The objective of this work is to explore how to effectively and efficiently adapt pre-trained foundation models to various downstream tasks of image semantic segmentation. Conventional methods usually fine-tuned the whole networks for each specific dataset and it was burdensome to store the massive parameters of these networks. A few recent works attempted to insert some trainable parameters into the frozen network to learn visual prompts for efficient tuning. However, these works significantly modified the original structure of standard modules, making them inoperable on many existing high-speed inference devices, where standard modules and their parameters have been embedded. To facilitate prompt-based semantic segmentation, we propose a novel Inter-Stage Prompt-Matched Framework, which maintains the original structure of the foundation model while generating visual prompts adaptively for task-oriented tuning. Specifically, the pre-trained model is first divided into multiple stages, and their parameters are frozen and shared for all semantic segmentation tasks.

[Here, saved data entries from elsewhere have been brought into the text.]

PR #271, opened 2024-01-09
Fix high CPU utilisation when Cody panel is visible

pkukielka:
Fixes https://github.com/sourcegraph/jetbrains/issues/261

## Test plan

Described in: https://github.com/sourcegraph/jetbrains/blob/main/TESTING.md#colour-scheme-changes
During the testing keep Activity Monitor open and check if CPU usage remains low (it can olpy jump up for a moment during the theme change).

PR #440, opened 2024-01-30
Initial implementation for Inline Edit and Document Code

steveyegge:
Committing before it is ready because Olaf would like to play with it. Current state: Document Code makes a successful roundtrip to the agent. And we have Edit Instructions dialog. The rest is not wired up yet.

## Test plan

Locally tested, but the code is by no means ready to use yet.


steveyegge:
Note: Please do not approve or merge this PR.

Update March 18th -- the PR is ready for review & merge.

src/main/java/com/sourcegraph/cody/agent/CodyAgentClient.java
```diff
@@ -20,12 +26,52 @@ public class CodyAgentClient {
...
+    onEditTaskDidChange.accept(params);
+  }
+
+  public void setOnTextDocumentEdit(Consumer<TextDocumentEditParams> callback) {
+    onTextDocumentEdit = callback;
+  }
+
+  @JsonRequest("textDocument/edit")
+  public CompletableFuture<Boolean> textDocumentEdit(TextDocumentEditParams params) {
+    var future = new CompletableFuture<Boolean>();
```
pkukielka: That could be val I think :)
As a side note if you never set result to `false` and only ned it to indicate there were no error maybe `CompletableFuture<Unit>` could be sufficient.

src/main/kotlin/com/sourcegraph/cody/edit/EditCodeInlayRenderer.kt
```diff
@@ -0,0 +1,61 @@
...
+
+class EditCodeInlayRenderer(private val component: JPanel, private val requiredHeight: Int) :
+    EditorCustomElementRenderer {
+
+  private val rendererPane = CellRendererPane()
+
+  init {
+    // Call validate() initially to ensure the layout is updated
+    rendererPane.add(component)
+    component.validate()
```
pkukielka: General comment so I won't forget later:
be careful with EDT calls in init, as then every object creation of `EditCodeInlayRenderer` need to be in the EDT as well, and in past we had hard to spot bugs because of this.

src/main/kotlin/com/sourcegraph/cody/edit/EditCodeInlayRenderer.kt
```diff
@@ -0,0 +1,61 @@
...
+
+  override fun paint(
+      inlay: Inlay<*>,
+      g: Graphics,
+      targetRegion: Rectangle,
+      textAttributes: TextAttributes
+  ) {
+    // Various failed attempts to get something to render in the inlay area.
+    rendererPane.bounds = targetRegion
+    component.setBounds(0, 0, targetRegion.width, targetRegion.height)
```
pkukielka: Probably won't be the case in your situation, but please double check CPU consumption when changing bounds or recalculating layout in `paint` or `repaint` function.
I introduced [nasty bug which spiked our CPU usage](https://github.com/sourcegraph/jetbrains/pull/271/files) significantly in past because of this.

steveyegge:
This branch now has the full implementation, months in the making, of Document Code and Edit Code. It requires the [stevey/extension-client-api](https://github.com/sourcegraph/cody/pull/3445) Cody PR in order to function properly.

This is essentially just a "Happy Path Only" implementation. There is quite a bit more work left to do, but if you are careful, you can use the feature pretty reliably.

- Document Code and Edit Code are available from the right-click context menu (only)
- They are disabled by default; there is a new Setting for enabling them
- Cancel, Undo, and Accept all work

There are still missing features (e.g. Diff, Retry), issues with concurrent editing tasks, behavioral annoyances (such as not auto-formatting the code after rewriting it), and so on. I will create GH issues for each of them.

## Test Plan

Will start on e2e integration testing framework next.

CONTRIBUTING.md
```diff
@@ -352,3 +355,30 @@ To set this up, in the Before launch section of any Run/Debug configuration, do
 You only need to do most of these steps once, when you create the
 External Tool. Then you can use it in any run config that spawns the
 agent, to rebuild it first.
+
+## Debugging VS Code
+
+Sometimes, the Agent behaves differently when called from IntelliJ than
+when called from VS Code, and you may need to debug the same code paths
```
dominiccooney: What does in mean for the agent to be called from VSCode? When the extension calls VSCode APIs and hits agent shims?

CONTRIBUTING.md
```diff
@@ -352,3 +355,30 @@ To set this up, in the Before launch section of any Run/Debug configuration, do
...
+through the Agent twice. First, when called from the JetBrains extension
+side, and again when called from the VS Code extension side.
+
+To accomplish the latter, you can use VSC to debug itself. It works very
```
dominiccooney: VSC => VSCode, ditto below.
```suggestion
To accomplish the latter, you can use VSCode to debug itself. It works very
```

CONTRIBUTING.md
```diff
@@ -352,3 +355,30 @@ To set this up, in the Before launch section of any Run/Debug configuration, do
...
+configurations for debugging VSC Cody in the file `.vscode/launch.json`
+in `sourcegraph/cody`, such as `Launch VS Code Extension (Desktop)`.
+
+You do not launch VSC run configurations from the command palette.
+Instead, use ctrl-shift-D to open the Run and Debug view, and you can
+see the configuration dropdown at the top.
+
+## Known Issues
+
+- Force-stopping the target often corrupts the indexes, requiring an
```
dominiccooney: Naive question but what are "the" indexes?

Nit but can we tighten this up... a list with one bullet, with a sub bullet, and workarounds mentioned in the sub bullet and the next paragraph?

src/main/java/com/sourcegraph/cody/agent/CodyAgentClient.java
```diff
@@ -26,14 +33,112 @@ public class CodyAgentClient {
...
+  @JsonRequest("textDocument/edit")
+  public CompletableFuture<Boolean> textDocumentEdit(TextDocumentEditParams params) {
+    return onEventThread(
+        () -> {
+          if (onTextDocumentEdit != null) {
+            onTextDocumentEdit.accept(params);
+          } else {
+            logger.warn("No callback registered for textDocument/edit");
+          }
+          return true;
```
dominiccooney, line 95: Unrelated to this change, but I think a lot of our future hopes and dreams hinge on this boolean.

The VSCode edit API can fail, and this boolean indicates the success or failure of the edit. When we have concurrent edits (in the sense that the Agent's model of the document isn't caught up to the JetBrains reality because the user has edited but the extension sends an edit), we could detect that and fail here.

Punchline is that extension code doesn't handle those failures! We would need to have the extension handle that. But there's probably some *not terribly burdensome* abstraction, a "retryable edit", that could do that. Interested in your thoughts here.

src/main/java/com/sourcegraph/cody/agent/CodyAgentClient.java
```diff
@@ -26,14 +33,112 @@ public class CodyAgentClient {
...
+  @Nullable private Consumer<TextDocumentEditParams> onTextDocumentEdit;
+
+  // Callback for the "workspace/executeCommand" request from the agent.
+  @Nullable private Consumer<DisplayCodeLensParams> onDisplayCodeLens;
+
+  // Callback for the "workspace/edit" request from the agent.
+  @Nullable private Consumer<WorkspaceEditParams> onWorkspaceEdit;
+
+  public void setOnEditTaskDidUpdate(@Nullable Consumer<EditTask> callback) {
+    onEditTaskDidUpdate = callback;
```
dominiccooney, line 49: This is fine for now, but longer term is this inviting disaster with overwriting a single callback? Should this throw if the callback is already set, or can the wire-up move to some run once initialization step?

src/main/java/com/sourcegraph/cody/agent/CodyAgentClient.java
```diff
@@ -26,14 +33,112 @@ public class CodyAgentClient {
...
+
+  public void setOnEditTaskDidDelete(@Nullable Consumer<EditTask> callback) {
+    onEditTaskDidDelete = callback;
+  }
+
+  @JsonNotification("editTask/didUpdate")
+  public void editTaskDidUpdate(EditTask params) {
+    onEventThread(
+        () -> {
+          if (onEditTaskDidUpdate != null) {
```
dominiccooney, line 60: For brevity, what about providing a default callback which logs, making the callback non-nullable everywhere, and just calling directly here?

src/main/java/com/sourcegraph/cody/agent/CodyAgentClient.java
```diff
@@ -47,24 +152,24 @@ private <T> CompletableFuture<T> onEventThread(Supplier<T> handler) {
     return result;
   }
 
+  // Webviews
```
dominiccooney, line 135: Curious where this comes from, seems unrelated to edits.

src/main/kotlin/com/sourcegraph/cody/agent/protocol/ClientCapabilities.kt
```diff
@@ -0,0 +1,13 @@
...
+data class ClientCapabilities(
+    var completions: String? = null,
+    var chat: String? = null,
+    var git: String? = null,
+    var progressBars: String? = null,
+    var edit: String? = null,
+    var editWorkspace: String? = null,
+    var codeLenses: String? = null,
+    // 'lenses' for code lenses, must have codeLenses = 'enabled'
+    var fixupControls: String? = null,
```
dominiccooney: This is scree, I removed this and made the Agent always do client-side controls. (...which we can change if we want. But this is unused and should be removed without changes to add it back on the Agent side.)

src/main/kotlin/com/sourcegraph/cody/agent/protocol/CodyTaskState.kt
```diff
@@ -0,0 +1,22 @@
+package com.sourcegraph.cody.agent.protocol
+
+enum class CodyTaskState(val id: Int) {
+  Idle(0),
```
dominiccooney: Don't tear your hair out, I didn't notice this either, but these don't match the extension side after 74d2cd8763 (which is really old, actually) and there may have been changes after that. Current definition:

```
    /**
     * The task has been created, but not yet started.
     */
    idle = 1,
    /**
     * The task has been started, but we have not yet received an actionable
     * response from the LLM.
     */
    working = 2,
    /**
     * We have received an response from the LLM, and we intent to apply the
     * response to the document as we receive it.
     * Similar to `applying` but we do not wait for the LLM to finish responding.
     */
    inserting = 3,
    /**
     * We have received a complete response from the LLM, and we are in the process
     * of appplying the full response to the document.
     */
    applying = 4,
    /**
     * The response has been applied to the document, and we are attempting to format
     * it using the users' preferred formatter.
     */
    formatting = 5,
    /**
     * The response has been applied to the document and we are satisifed enough to present it to the user.
     * The user hasn't technically accepted it, and they can still act on the response.
     * E.g. Undo the change, Retry the change, View the diff.
     */
    applied = 6,
    /**
     * Terminal state. The response has been "accepted" by the user. This is either by:
     * - Clicking "Accept" via the CodeLens
     * - Saving the document
     * - Making an edit within the range of the response (implied acceptance)
     */
    finished = 7,
    /**
     * Terminal state. We received an error somewhere in the process.
     * We present this error to the user, the response can be "discarded" by the user by:
     * - Clicking "Discard" via the CodeLens
     * - Saving the document
     * - Making an edit within the range of the response (implied acceptance)
     */
    error = 8,
    /**
     * Additional state currently only used for the `test` command.
     * This state is used to signify that an Edit is no longer idle, but waiting for
     * some additional information before it is started (e.g. a file name from the LLM)
     */
    pending = 9,
```

src/main/kotlin/com/sourcegraph/cody/agent/protocol/CodyTaskState.kt
```diff
@@ -0,0 +1,22 @@
...
+  Inserting(2),
+  Applying(3),
+  Formatting(4),
+  Applied(5),
+  Finished(6),
+  Error(7),
+  Pending(8)
+}
+
+@Suppress("unused")
```
dominiccooney: Let's delete it

src/main/kotlin/com/sourcegraph/cody/agent/protocol/ProtocolCommand.kt
```diff
@@ -0,0 +1,9 @@
+package com.sourcegraph.cody.agent.protocol
+
+data class ProtocolCommand(
+    val title: TitleParams? = null,
+    val command: String? = null,
+    val tooltip: String? = null,
+    // First argument is always task ID (string).
```
dominiccooney: Now that we're not using commands for accept, cancel, undo—what do we need this for?

If we do need it, this is not true for many commands. Let's elaborate the comment a bit, maybe this is a TODO.

src/main/kotlin/com/sourcegraph/cody/agent/protocol/ProtocolTextDocument.kt
```diff
@@ -3,7 +3,7 @@ package com.sourcegraph.cody.agent.protocol
 import com.intellij.openapi.vfs.VirtualFile
 import com.sourcegraph.cody.agent.protocol.util.Rfc3986UriEncoder
 
-class TextDocument
+class ProtocolTextDocument
```
dominiccooney, line 6: Why is this named this way? It looks awkward given it is in a package "protocol" and it has a bunch of sibling types that are TextDocumentFoo.

src/main/kotlin/com/sourcegraph/cody/agent/protocol/Range.kt
```diff
@@ -12,4 +14,15 @@ data class Range(val start: Position, val end: Position) {
...
+
+  fun toOffsets(document: Document): Pair<Int, Int> {
+    return Pair(start.toOffset(document), end.toOffset(document))
+  }
+
+  // Return true if the agent gave us all zeroes for the range.
+  fun isZero() = start.isZero() && end.isZero()
+
+  companion object {
+    fun nullRange() = Range(Position(0, 0), Position(0, 0))
```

A lightweight module termed Semantic-aware Prompt Matcher is then introduced to hierarchically interpolate between two stages to learn reasonable prompts for each specific task under the guidance of interim semantic maps. In this way, we can better stimulate the pre-trained knowledge of the frozen model to learn semantic concepts effectively on downstream datasets. Extensive experiments conducted on five benchmarks show that the proposed method can achieve a promising trade-off between parameter efficiency and performance effectiveness.